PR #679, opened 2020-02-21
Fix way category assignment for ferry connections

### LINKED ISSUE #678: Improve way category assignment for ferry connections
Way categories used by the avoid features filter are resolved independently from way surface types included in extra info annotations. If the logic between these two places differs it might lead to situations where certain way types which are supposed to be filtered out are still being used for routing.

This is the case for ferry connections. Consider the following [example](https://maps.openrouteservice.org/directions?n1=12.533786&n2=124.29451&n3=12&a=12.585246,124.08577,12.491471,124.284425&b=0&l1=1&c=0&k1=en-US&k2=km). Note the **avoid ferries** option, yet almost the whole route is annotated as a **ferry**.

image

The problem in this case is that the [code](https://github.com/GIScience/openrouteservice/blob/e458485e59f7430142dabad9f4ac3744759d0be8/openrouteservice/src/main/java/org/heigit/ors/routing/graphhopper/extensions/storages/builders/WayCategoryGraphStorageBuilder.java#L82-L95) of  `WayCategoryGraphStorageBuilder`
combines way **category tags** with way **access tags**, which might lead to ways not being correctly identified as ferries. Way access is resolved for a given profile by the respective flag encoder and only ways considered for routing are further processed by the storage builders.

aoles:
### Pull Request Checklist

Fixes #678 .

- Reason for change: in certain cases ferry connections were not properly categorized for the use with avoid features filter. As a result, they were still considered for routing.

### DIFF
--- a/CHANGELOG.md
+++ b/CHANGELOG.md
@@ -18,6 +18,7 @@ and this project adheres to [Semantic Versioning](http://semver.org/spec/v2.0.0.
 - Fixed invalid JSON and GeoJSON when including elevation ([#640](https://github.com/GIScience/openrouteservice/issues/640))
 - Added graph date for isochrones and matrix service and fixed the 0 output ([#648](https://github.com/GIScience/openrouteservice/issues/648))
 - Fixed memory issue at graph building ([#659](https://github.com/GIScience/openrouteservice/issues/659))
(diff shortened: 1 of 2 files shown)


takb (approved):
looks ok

---

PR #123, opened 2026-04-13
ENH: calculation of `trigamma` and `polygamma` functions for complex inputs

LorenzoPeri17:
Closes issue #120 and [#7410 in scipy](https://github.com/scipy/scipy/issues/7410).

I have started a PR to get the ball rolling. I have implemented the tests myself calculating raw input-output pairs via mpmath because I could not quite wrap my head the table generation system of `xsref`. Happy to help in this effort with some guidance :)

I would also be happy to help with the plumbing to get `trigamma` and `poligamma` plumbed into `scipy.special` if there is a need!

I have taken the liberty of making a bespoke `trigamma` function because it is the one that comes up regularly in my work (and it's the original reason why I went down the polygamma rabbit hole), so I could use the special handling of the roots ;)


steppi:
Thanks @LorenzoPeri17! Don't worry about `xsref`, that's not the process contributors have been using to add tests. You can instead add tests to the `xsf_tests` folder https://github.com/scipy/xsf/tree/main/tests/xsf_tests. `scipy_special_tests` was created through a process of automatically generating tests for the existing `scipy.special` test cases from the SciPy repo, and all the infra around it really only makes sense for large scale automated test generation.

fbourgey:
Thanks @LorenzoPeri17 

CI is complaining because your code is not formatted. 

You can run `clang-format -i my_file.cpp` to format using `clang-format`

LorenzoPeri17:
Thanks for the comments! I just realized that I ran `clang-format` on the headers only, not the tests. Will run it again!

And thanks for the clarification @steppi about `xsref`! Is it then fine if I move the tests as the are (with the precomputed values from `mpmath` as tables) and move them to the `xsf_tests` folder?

--

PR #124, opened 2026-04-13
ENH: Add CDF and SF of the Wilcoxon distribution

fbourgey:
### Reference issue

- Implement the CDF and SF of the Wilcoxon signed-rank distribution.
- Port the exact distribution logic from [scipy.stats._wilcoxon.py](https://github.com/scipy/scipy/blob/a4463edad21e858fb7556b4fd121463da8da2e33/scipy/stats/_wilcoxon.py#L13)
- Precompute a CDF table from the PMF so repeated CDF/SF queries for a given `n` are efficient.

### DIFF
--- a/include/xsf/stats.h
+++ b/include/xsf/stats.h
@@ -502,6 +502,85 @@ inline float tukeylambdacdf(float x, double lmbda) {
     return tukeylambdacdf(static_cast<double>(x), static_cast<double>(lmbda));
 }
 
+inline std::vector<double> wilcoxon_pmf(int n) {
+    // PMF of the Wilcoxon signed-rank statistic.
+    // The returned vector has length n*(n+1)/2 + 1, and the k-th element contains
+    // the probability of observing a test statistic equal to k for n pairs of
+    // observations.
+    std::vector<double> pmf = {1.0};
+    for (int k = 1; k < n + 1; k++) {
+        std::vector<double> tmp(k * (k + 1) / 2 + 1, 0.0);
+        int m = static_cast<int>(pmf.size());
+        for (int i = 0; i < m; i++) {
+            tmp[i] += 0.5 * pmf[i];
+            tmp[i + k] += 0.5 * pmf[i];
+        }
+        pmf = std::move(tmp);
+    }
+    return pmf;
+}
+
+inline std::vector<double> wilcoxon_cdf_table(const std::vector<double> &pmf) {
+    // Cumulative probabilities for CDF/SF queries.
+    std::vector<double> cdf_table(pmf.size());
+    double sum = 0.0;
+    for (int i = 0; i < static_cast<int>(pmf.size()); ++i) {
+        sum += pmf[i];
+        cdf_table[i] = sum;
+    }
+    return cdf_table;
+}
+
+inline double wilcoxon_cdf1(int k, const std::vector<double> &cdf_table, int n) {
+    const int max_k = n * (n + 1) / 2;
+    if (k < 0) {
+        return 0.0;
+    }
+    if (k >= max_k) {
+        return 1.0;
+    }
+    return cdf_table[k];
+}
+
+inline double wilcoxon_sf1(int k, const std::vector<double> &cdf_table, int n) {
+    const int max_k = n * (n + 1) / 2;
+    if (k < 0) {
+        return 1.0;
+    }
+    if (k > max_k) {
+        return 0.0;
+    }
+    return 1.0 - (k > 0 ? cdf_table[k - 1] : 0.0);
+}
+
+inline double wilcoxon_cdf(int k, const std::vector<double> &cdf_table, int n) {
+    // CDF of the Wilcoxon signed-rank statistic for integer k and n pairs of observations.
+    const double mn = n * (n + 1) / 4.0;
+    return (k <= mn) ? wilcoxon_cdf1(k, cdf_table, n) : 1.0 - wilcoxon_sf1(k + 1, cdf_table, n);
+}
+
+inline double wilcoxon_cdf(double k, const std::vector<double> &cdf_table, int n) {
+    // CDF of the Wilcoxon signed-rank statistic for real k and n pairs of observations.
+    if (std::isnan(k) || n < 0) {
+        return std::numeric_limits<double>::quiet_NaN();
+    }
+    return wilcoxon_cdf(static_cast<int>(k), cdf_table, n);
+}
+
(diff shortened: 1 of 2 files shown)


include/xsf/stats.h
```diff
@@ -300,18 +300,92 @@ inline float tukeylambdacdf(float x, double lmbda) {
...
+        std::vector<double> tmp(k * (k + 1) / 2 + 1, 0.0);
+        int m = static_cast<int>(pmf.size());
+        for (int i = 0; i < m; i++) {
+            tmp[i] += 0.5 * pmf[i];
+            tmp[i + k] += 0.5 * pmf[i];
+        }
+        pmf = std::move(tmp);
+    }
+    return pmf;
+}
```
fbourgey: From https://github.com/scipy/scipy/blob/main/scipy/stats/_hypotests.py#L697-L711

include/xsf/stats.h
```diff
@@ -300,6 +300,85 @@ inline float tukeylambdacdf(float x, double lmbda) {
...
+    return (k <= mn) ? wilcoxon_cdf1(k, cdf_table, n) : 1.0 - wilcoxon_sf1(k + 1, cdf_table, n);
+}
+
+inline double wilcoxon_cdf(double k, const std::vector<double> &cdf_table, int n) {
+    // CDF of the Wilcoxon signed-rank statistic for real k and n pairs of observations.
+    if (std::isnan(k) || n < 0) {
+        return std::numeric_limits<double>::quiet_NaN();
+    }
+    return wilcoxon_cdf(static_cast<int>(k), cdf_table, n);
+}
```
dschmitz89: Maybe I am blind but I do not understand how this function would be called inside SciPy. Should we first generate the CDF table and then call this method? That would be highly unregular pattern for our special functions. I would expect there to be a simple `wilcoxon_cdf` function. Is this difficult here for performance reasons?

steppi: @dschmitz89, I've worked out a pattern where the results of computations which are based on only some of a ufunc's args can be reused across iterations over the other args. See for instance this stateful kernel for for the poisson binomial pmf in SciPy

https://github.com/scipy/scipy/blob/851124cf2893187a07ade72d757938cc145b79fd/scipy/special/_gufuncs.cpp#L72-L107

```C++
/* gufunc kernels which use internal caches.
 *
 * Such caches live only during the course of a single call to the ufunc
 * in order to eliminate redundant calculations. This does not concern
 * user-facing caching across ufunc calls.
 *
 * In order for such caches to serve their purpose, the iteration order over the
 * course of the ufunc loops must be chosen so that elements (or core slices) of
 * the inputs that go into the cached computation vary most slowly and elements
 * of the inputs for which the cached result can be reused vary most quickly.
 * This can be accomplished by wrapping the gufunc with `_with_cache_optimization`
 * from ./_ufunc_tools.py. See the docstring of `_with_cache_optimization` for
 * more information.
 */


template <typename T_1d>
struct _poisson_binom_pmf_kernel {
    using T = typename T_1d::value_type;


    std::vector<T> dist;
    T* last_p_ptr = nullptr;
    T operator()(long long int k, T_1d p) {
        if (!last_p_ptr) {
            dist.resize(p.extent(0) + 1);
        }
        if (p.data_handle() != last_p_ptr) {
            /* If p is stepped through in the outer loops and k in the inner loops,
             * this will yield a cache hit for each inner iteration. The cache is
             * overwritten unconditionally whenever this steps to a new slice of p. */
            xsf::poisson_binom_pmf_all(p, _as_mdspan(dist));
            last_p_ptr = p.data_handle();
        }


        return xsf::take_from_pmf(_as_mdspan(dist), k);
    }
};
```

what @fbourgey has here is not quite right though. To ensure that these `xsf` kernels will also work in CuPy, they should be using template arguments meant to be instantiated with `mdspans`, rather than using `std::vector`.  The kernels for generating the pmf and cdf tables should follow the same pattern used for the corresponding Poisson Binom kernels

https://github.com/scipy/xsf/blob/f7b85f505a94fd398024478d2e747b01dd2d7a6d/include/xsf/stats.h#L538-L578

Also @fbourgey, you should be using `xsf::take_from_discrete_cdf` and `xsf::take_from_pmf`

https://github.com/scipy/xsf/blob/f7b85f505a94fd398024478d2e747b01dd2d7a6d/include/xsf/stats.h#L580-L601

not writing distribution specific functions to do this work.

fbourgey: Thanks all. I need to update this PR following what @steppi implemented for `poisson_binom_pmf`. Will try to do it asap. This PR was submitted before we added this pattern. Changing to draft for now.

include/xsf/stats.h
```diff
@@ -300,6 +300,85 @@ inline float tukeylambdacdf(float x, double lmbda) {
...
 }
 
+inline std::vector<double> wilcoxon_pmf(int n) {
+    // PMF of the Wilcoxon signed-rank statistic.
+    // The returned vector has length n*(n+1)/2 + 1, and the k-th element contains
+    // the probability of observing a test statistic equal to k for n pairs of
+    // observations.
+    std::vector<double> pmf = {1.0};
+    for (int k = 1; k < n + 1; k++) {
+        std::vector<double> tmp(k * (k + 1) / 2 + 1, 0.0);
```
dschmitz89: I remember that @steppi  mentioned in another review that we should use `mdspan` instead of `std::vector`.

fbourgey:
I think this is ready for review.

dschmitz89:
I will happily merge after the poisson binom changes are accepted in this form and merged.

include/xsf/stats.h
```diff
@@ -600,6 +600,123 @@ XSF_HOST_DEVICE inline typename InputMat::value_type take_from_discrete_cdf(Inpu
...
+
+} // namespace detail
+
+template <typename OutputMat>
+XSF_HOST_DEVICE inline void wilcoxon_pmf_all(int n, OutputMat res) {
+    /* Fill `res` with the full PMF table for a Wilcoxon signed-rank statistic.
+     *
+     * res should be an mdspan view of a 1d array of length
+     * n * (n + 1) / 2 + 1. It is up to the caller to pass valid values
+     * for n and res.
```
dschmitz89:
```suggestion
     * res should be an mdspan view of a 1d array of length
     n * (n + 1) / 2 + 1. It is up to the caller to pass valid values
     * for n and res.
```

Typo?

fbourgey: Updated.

- **Instructions to follow**: Reproduce, character for character, only the lines of the preceding data that start at the line with "PR #679, opened 2020-02-21" and end at the line with "Way categories used", both included.

- **Response box**:
PR #679, opened 2020-02-21
Fix way category assignment for ferry connections

### LINKED ISSUE #678: Improve way category assignment for ferry connections
Way categories used by the avoid features filter are resolved independently from way surface types included in extra info annotations. If the logic between these two places differs it might lead to situations where certain way types which are supposed to be filtered out are still being used for routing.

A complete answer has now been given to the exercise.